— Work instructions —
The answer is every line in the data below that contains the word "after".

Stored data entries
■ ■ ■ ■ ■

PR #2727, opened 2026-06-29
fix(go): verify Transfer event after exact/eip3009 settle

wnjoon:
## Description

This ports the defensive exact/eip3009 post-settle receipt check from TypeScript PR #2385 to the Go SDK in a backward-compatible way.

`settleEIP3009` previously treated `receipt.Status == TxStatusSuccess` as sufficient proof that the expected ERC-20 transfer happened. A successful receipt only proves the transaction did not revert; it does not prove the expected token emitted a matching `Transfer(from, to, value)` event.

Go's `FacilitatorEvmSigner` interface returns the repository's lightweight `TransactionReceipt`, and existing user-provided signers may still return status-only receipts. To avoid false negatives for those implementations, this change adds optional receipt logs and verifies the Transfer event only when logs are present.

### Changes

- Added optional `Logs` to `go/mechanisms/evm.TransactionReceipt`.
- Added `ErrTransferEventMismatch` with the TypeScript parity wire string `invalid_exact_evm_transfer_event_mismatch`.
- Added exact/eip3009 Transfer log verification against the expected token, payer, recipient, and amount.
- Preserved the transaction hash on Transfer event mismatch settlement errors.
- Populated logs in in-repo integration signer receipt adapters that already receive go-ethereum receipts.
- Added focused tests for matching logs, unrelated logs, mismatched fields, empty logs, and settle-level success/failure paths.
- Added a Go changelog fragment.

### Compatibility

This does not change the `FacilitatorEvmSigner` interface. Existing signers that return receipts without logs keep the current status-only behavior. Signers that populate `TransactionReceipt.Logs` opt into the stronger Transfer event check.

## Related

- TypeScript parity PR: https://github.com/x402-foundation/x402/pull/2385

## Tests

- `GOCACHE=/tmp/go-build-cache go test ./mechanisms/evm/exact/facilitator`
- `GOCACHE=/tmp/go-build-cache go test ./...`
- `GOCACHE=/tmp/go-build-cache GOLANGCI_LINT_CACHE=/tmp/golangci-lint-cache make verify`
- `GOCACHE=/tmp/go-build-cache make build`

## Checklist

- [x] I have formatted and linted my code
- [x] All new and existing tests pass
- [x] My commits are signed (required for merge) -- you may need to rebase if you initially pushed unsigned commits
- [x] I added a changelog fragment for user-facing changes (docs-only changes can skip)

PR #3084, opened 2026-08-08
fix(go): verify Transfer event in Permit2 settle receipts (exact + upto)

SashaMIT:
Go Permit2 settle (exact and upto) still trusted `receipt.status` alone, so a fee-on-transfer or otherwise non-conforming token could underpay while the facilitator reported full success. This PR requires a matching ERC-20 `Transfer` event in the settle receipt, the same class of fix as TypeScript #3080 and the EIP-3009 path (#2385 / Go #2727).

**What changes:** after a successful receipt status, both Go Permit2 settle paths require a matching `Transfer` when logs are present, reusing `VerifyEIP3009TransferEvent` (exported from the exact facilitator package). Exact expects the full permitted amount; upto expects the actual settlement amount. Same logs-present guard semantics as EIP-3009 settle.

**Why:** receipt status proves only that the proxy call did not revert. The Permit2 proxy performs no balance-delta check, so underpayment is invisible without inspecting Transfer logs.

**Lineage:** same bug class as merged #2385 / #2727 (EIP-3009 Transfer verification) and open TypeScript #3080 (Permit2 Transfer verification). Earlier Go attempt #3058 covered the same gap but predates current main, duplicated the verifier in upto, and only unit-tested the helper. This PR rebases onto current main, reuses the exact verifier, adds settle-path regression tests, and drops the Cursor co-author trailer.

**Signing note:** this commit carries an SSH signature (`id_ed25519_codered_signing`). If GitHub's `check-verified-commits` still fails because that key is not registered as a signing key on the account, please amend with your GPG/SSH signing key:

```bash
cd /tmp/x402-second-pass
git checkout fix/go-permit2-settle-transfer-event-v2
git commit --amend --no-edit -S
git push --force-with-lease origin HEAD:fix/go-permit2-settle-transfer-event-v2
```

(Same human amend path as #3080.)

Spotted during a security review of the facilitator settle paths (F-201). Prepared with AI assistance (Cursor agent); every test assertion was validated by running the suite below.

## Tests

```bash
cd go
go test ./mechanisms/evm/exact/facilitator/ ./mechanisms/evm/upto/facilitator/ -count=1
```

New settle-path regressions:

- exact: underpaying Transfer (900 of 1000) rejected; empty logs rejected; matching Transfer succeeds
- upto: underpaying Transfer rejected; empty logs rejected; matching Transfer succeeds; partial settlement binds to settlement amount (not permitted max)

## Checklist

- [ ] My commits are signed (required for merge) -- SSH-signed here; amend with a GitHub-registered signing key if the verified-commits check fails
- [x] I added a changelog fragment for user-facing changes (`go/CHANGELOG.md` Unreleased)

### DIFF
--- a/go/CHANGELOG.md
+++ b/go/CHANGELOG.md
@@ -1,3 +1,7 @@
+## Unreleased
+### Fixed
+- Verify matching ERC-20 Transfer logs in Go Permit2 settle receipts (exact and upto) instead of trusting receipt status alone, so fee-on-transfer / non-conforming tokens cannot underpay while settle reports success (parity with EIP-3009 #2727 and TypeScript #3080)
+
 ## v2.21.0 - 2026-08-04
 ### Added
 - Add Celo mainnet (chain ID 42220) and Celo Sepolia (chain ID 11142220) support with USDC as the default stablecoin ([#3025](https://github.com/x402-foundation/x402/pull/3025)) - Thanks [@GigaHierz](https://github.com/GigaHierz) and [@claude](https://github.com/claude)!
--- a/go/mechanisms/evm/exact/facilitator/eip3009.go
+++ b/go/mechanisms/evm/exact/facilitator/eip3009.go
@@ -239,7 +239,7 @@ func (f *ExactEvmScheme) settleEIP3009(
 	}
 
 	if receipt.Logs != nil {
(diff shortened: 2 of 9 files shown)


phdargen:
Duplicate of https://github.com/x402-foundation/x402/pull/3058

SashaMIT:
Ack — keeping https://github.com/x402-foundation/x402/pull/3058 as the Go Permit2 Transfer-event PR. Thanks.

■ ■ ■ ■ ■

— Problem solution —
fix(go): verify Transfer event after exact/eip3009 settle
**What changes:** after a successful receipt status, both Go Permit2 settle paths require a matching `Transfer` when logs are present, reusing `VerifyEIP3009TransferEvent` (exported from the exact facilitator package). Exact expects the full permitted amount; upto expects the actual settlement amount. Same logs-present guard semantics as EIP-3009 settle.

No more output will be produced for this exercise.